• **Instructions to follow**: Reply solely with the number of lines, in the records underneath, that include the word "cleanup".

***** Exercise data

PR #2152, opened 2021-10-27
type_conversion docs

phlptp:
add some additional operations in the C library for converting strings to a dataType, and documentation about the type conversions.

### Summary

If merged this pull request will add operations for getting a dataType from a string in the C library and docs for type conversion operations.

PR #2170, opened 2021-11-09
Add blacken-docs pre-commit hook

nightlark:
### Summary

If merged this pull request will cherry-pick the addition of the blacken-docs pre-commit hook from #2152

### Proposed changes

- Add blacken-docs pre-commit hook

### DIFF
--- a/.pre-commit-config.yaml
+++ b/.pre-commit-config.yaml
@@ -11,7 +11,7 @@ repos:
       - id: black
         args: ["--line-length=100"]
   - repo: https://github.com/asottile/blacken-docs
-    rev: v1.8.0
+    rev: v1.11.0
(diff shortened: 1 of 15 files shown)


phlptp:
good call pulling this out.  Saw the pre-commit check in another project and thought that it looked useful

nightlark:
Nice how it fixes up the extra indentation we had.

phlptp (approved):

phlptp:
looks like there are a few parse issues in the docs that need to be addressed yet

nightlark:
It seems to not like the start of a code block (while, if, etc) without any subsequent lines. I've added `pass` commands in those cases with a "placeholder" comment.

PR #2203, opened 2021-11-20
Fix warnings

phlptp:
### Summary

If merged this pull request will clean up a number of warnings from various compilers and situations
and update the toml11 library.

### DIFF
--- a/src/helics/application_api/HelicsPrimaryTypes.hpp
+++ b/src/helics/application_api/HelicsPrimaryTypes.hpp
@@ -34,7 +34,7 @@ using defV = std::variant<double,
                           NamedPoint>;
 
 /**enumeration of the order inside the variant so the Which function returns match the enumeration*/
-enum type_location:std::uint32_t {
+enum type_location : std::uint32_t {
     double_loc = 0U,
     int_loc = 1U,
     string_loc = 2U,
--- a/src/helics/application_api/HelicsPrimaryTypes.hpp
+++ b/src/helics/application_api/HelicsPrimaryTypes.hpp
@@ -34,14 +34,14 @@ using defV = std::variant<double,
                           NamedPoint>;
 
 /**enumeration of the order inside the variant so the Which function returns match the enumeration*/
-enum type_location {
-    double_loc = 0,
-    int_loc = 1,
-    string_loc = 2,
-    complex_loc = 3,
-    vector_loc = 4,
-    complex_vector_loc = 5,
-    named_point_loc = 6
+enum type_location:std::uint32_t {
+    double_loc = 0U,
+    int_loc = 1U,
+    string_loc = 2U,
+    complex_loc = 3U,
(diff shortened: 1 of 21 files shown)


src/helics/application_api/HelicsPrimaryTypes.hpp
```diff
@@ -34,14 +34,14 @@ using defV = std::variant<double,
                           NamedPoint>;
 
 /**enumeration of the order inside the variant so the Which function returns match the enumeration*/
```
nightlark, line 36: Unrelated to the warnings, but I'm a bit confused what this comment is saying.

Is it something like "enumeration of the order inside the variant so the order of the function returns match the enumeration"?

src/helics/apps/AsioBrokerServer.cpp
```diff
@@ -94,7 +94,7 @@ namespace udp {
 
         asio::ip::udp::socket mSocket;
         asio::ip::udp::endpoint mRemoteEndpoint;
-        std::array<char, 1024> mRecvBuffer{0};
+        std::array<char, 1024> mRecvBuffer{{0}};
```
nightlark, line 97: Is this something like nested value initialization, with the inner `{0}` specifying the value for the individual char entries, and `{{0}}` setting the initial value for the entire array to 0's?

src/helics/apps/AsioBrokerServer.cpp
```diff
@@ -270,10 +270,12 @@ namespace apps {
     void AsioBrokerServer::mainLoop()
     {
         auto ioctx = AsioContextManager::getContextPointer();
+
 #ifdef HELICS_ENABLE_TCP_CORE
         if (tcp_enabled_) {
             tcpserver = loadTCPserver(ioctx->getBaseContext());
             tcpserver->setDataCall(
+                // NOLINTNEXTLINE
```
nightlark, line 278: What warning was caused by the next line?

src/helics/application_api/HelicsPrimaryTypes.hpp
phlptp: yes

src/helics/apps/AsioBrokerServer.cpp
phlptp: clang-tidy warning about the parameter being able to be passed by reference but it is a shared pointer that needs its lifetime extended so it shouldn't be passed by reference.

src/helics/apps/AsioBrokerServer.cpp
phlptp: one of the clang compilers gave a warning on this, something about partial initializer lists and recommended this fix.

phlptp: and no it is just the first value that is set to 0

nightlark (approved):

PR #2214, opened 2021-11-26
Develop

phlptp:
### Summary

If merged this pull request will merge develop into main for the HELICS 3.1 release


phlptp:
@nightlark  Haven't seen the MSYS2 CI/build before?  Do we need to do something about the failure?

nightlark:
The MSYS2 CI build is set up to run for branches with names starting with various msys/mingw prefixes, and run nightly on develop (though I don't think that will start happening until the workflow file gets merged to main).

I'm not sure what changed in the past month that would have made this start failing in spdlog or HELICS, though it looks like expanding these two conditions to exclude the syslog sink with `__MINGW32__` would be the easiest way to get it building for the release:
https://github.com/GMLC-TDC/HELICS/blame/develop/src/helics/core/BrokerBase.cpp#L23
https://github.com/GMLC-TDC/HELICS/blame/develop/src/helics/core/BrokerBase.cpp#L296

nightlark:
@phlptp I'm doing a build of the release installers -- I think the NSIS windows installer packaging might be having issues.

nightlark (approved):
I think this should be okay... and no surprises when we go to update packages or the installers build.

PR #2215, opened 2021-11-26
add conditions for not including syslog

phlptp:
### Summary

If merged this pull request will update the conditions for including syslog for mingw

### DIFF
--- a/src/helics/core/BrokerBase.cpp
+++ b/src/helics/core/BrokerBase.cpp
@@ -28,7 +28,7 @@ SPDX-License-Identifier: BSD-3-Clause
 
 #    include <asio/steady_timer.hpp>
 #else
-#    if defined(_WIN32) || defined(WIN32) || defined(__MINGW32__) || defined(CYGWIN)
+#    if defined(_WIN32) || defined(WIN32)
 #        include <windows.h>
 #    else
 #        include <unistd.h>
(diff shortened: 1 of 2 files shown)


src/helics/core/BrokerBase.cpp
```diff
@@ -28,7 +28,7 @@ SPDX-License-Identifier: BSD-3-Clause
 
 #    include <asio/steady_timer.hpp>
 #else
-#    ifdef _WIN32
+#    if defined(_WIN32) || defined(WIN32) || defined(__MINGW32__) || defined(CYGWIN)
```
phlptp, line 31: not sure about this one @nightlark does this look right to you as far as what conditions windows.h should be included?  Of course this is only if ASIO is disabled

phlptp:
@nightlark  you can go ahead and merge if you are happy with and see if the MSYS builds pass on develop

src/helics/core/BrokerBase.cpp
nightlark: I think the conditions for this should be _WIN32 or WIN32 -- it seems like MSYS failure is because for some reason WIN32 is no longer being defined while _WIN32 is,  maybe something changed in the latest version.

```suggestion
#    if defined(_WIN32) || defined(WIN32)
```

nightlark:
It seems to the MSYS CI jobs run the `mingw` in the branch name needs to be lower case. In https://github.com/GMLC-TDC/HELICS/commit/e28740630c3e49a6a60176318643a72ebd8dc621 I found that changing it from `WIN32` to `_WIN32` makes the builds succeed again, so I think there could have been a change to MSYS/MinGW that made so `WIN32` is no longer being defined.

I think being conservative like this with the extra conditions for MINGW32 and CYGWIN to include syslog_sink makes sense for this release. For including `windows.h` I'll change it to just `WIN32` or `_WIN32` since MinGW and Cygwin should either define those if they have windows.h, or include unistd.h.

nightlark (approved):

PR #2220, opened 2021-12-03
Submodule move

phlptp:
### Summary

If merged this pull request will move some of the networking code into a separate repository and move toml to the upstream version instead of the GMLC-TDC maintained one. 

### Proposed changes

- update toml submodule
- update units submodule
- move networking code to separate repo
- test with CMake 3.22
- change version numbers to mark build changes


CMakeLists.txt
```diff
@@ -704,6 +709,25 @@ if(NOT HELICS_DISABLE_BOOST)
...
+add_subdirectory(ThirdParty/networking)
+
+hide_variable(GMLC_NETWORKING_GENERATE_DOXYGEN_DOC)
+hide_variable(GMLC_NETWORKING_INCLUDE_BOOST)
+hide_variable(GMLC_NETWORKING_WITH_CMAKE_PACKAGE)
+hide_variable(GMLC_NETWORKING_OBJECT_LIB)
+hide_variable(GMLC_NETWORKING_STATIC_LIB)
+hide_variable(GMLC_NETWORKING_CLANG_TIDY_OPTIONS)
+
+add_library(HELICS::networking ALIAS gmlc_networking)
```
nightlark, line 728: This sort of seems like gmlc_networking should export an alias target called GMLC::networking

src/helics/apps/MultiBroker.hpp
```diff
@@ -30,7 +30,8 @@ class MultiBroker: public CoreBroker {
     std::unique_ptr<CommsInterface>
         masterComm;  //!< the primary comms object or the one that links with the master
     NetworkBrokerData netInfo{
-        InterfaceTypes::TCP};  //!< structure containing the networking information
+        NetworkBrokerData::InterfaceTypes::TCP};  //!< structure containing the
```
nightlark, line 33: How were you deciding which parts use InterfaceTypes from NetworkBrokerData vs gmlc::networking?

CMakeLists.txt
phlptp: We might want to consider a refresh on all the submodule libraries in GMLC-TDC that would standardize some of this.  But this is probably a good idea, I want to make sure it is consistent with all of them though.

src/helics/apps/MultiBroker.hpp
phlptp: they are aliased to eachother so are the same, but what I sort of tried to do is if it was directly in relation to NetworkBrokerData I would use the networkBrokerData alias.    Might need to be a bit more consistent or just get rid of the NetworkBrokerData alias to make sure everything is consistent.

CMakeLists.txt
```diff
@@ -696,14 +696,33 @@ hide_variable(GMLC_UTILITIES_STATIC_LIB)
...
+add_subdirectory(ThirdParty/networking)
+
+hide_variable(GMLC_NETWORKING_GENERATE_DOXYGEN_DOC)
+hide_variable(GMLC_NETWORKING_INCLUDE_BOOST)
+hide_variable(GMLC_NETWORKING_WITH_CMAKE_PACKAGE)
+hide_variable(GMLC_NETWORKING_OBJECT_LIB)
+hide_variable(GMLC_NETWORKING_STATIC_LIB)
+hide_variable(GMLC_NETWORKING_CLANG_TIDY_OPTIONS)
+
+set_target_properties(gmlc_networking PROPERTIES FOLDER Extern)
```
nightlark, line 724: Can the namespaced alias target name be used here?

```suggestion
set_target_properties(gmlc::networking PROPERTIES FOLDER Extern)
```

nightlark (approved):

PR #386, opened 2018-07-17
Clang tidy cleanup

phlptp:
some code cleanup and some updates to the cmake code.

PR #2222, opened 2021-12-06
Remove setting of FindThreads output result variable

nightlark:
### Summary

If merged this pull request will remove setting a FindThreads output result variable that signals WIN32 threads are being used, and combine all the non-Windows thread cases into a single check.

### Proposed changes

- Remove (redundant) setting the FindThreads.cmake output variable `CMAKE_USE_WIN32_THREADS_INIT`
- Combine the conditions for setting `THREADS_PREFER_PTHREAD_FLAG`

### DIFF
--- a/CMakeLists.txt
+++ b/CMakeLists.txt
@@ -481,12 +481,8 @@ endif(HELICS_ENABLE_MPI_CORE)
 # -------------------------------------------------------------
 # add threading support
 # -------------------------------------------------------------
-if(NOT WIN32)
+if(MSYS OR CYGWIN OR NOT WIN32)
     set(THREADS_PREFER_PTHREAD_FLAG ON)
-elseif(MSYS OR CYGWIN)
-    set(THREADS_PREFER_PTHREAD_FLAG ON)
-else()
-    set(CMAKE_USE_WIN32_THREADS_INIT ON)
 endif()
 find_package(Threads REQUIRED)
 


CMakeLists.txt
```diff
@@ -481,12 +481,8 @@ endif(HELICS_ENABLE_MPI_CORE)
 # -------------------------------------------------------------
 # add threading support
 # -------------------------------------------------------------
-if(NOT WIN32)
-    set(THREADS_PREFER_PTHREAD_FLAG ON)
-elseif(MSYS OR CYGWIN)
+if(MSYS OR CYGWIN OR NOT WIN32)
     set(THREADS_PREFER_PTHREAD_FLAG ON)
-else()
-    set(CMAKE_USE_WIN32_THREADS_INIT ON)
```
phlptp, line 489: Do we know why we set this in the first place.  It is possible it was dealing with something in older cmake versions?

nightlark: There's no useful info about why it was added; the first time it appeared was clang-tidy PR https://github.com/GMLC-TDC/HELICS/pull/386 as part of a much larger commit called "some updates to cmake and requested fixes".

nightlark: The closest conditions surrounding when it gets set in https://github.com/Kitware/CMake/blame/master/Modules/FindThreads.cmake haven't changed significantly in about the past decade.

Setting the variable ourselves doesn't have any affect on what FindThreads.cmake does, and we never reference it in our code either.

phlptp (approved):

**********

• **Task response**: 2